- **THE TASK**
Using the listing below, report how many lines hold the word "doesn", and nothing else.
[Opening AVAILABLE RECORDS section]
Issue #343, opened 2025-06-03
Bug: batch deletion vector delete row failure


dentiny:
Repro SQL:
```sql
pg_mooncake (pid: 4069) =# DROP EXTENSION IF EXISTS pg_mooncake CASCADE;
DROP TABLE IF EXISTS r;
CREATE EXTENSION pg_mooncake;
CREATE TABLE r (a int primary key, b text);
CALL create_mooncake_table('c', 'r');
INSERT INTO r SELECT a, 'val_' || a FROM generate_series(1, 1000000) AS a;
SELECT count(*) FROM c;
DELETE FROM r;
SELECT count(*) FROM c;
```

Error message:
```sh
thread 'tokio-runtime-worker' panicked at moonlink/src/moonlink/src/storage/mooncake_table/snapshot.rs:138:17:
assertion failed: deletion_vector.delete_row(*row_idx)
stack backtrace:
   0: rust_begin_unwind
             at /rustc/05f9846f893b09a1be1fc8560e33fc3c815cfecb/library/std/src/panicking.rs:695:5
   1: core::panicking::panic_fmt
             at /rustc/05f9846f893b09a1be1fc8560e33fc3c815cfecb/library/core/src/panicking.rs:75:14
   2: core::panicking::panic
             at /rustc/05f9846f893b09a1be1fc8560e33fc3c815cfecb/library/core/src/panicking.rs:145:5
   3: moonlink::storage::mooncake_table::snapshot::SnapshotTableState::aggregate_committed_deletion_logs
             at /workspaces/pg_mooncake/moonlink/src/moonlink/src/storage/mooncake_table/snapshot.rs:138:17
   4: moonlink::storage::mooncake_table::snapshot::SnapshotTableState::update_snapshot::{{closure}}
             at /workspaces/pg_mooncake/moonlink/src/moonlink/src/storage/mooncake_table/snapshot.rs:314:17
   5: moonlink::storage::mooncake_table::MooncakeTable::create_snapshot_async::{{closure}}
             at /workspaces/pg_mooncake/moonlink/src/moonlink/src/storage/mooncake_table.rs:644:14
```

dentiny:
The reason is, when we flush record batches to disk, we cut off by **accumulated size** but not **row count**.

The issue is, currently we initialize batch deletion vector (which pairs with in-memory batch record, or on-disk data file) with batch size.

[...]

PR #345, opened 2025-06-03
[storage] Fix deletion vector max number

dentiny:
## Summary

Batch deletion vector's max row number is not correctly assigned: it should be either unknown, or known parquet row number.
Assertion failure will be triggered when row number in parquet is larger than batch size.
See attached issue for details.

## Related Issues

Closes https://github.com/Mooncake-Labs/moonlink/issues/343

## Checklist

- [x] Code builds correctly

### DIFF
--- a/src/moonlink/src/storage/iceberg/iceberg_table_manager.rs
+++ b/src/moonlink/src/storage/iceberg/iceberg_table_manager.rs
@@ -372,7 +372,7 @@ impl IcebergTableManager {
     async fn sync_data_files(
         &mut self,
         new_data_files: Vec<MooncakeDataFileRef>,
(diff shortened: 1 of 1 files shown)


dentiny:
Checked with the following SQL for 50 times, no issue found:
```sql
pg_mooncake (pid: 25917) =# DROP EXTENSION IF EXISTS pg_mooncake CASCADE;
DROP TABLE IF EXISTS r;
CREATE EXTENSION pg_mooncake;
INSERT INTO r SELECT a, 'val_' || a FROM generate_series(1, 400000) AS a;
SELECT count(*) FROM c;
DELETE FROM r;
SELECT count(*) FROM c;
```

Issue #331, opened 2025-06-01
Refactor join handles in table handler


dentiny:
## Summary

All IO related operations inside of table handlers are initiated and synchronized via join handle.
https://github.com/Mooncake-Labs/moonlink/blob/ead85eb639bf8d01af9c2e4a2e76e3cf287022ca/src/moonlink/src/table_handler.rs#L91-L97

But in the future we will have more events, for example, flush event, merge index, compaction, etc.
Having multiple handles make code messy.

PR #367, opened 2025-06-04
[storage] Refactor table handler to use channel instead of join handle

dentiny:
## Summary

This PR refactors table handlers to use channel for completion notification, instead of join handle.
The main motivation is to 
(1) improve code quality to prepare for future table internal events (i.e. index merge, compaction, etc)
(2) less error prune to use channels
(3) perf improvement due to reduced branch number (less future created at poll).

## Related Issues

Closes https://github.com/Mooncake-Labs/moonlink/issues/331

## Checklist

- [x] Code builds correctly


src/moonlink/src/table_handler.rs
[Closing AVAILABLE RECORDS section]
[Opening AVAILABLE RECORDS section]
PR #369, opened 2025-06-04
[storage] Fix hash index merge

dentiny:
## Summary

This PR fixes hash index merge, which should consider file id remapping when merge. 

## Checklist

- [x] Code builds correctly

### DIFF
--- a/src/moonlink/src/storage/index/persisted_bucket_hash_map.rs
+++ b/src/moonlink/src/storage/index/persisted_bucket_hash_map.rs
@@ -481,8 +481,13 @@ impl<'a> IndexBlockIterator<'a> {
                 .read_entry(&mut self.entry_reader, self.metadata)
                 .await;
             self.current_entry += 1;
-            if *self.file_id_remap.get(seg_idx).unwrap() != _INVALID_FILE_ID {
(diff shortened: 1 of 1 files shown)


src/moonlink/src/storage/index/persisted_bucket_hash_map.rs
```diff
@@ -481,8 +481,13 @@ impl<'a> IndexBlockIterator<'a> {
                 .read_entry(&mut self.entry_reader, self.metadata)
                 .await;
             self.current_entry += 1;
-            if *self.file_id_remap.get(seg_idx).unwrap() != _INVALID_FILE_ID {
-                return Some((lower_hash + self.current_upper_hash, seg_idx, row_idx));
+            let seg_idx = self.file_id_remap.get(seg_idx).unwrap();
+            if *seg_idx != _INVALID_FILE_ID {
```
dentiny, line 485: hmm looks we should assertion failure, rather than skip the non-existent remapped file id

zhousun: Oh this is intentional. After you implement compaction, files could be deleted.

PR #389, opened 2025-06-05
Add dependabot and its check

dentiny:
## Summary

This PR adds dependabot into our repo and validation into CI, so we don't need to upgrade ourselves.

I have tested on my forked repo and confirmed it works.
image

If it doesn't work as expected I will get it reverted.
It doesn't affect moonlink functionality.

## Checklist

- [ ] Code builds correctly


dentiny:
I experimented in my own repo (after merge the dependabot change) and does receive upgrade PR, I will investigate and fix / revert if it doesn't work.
[Closing AVAILABLE RECORDS section]
- **COMPLETED TASK**
3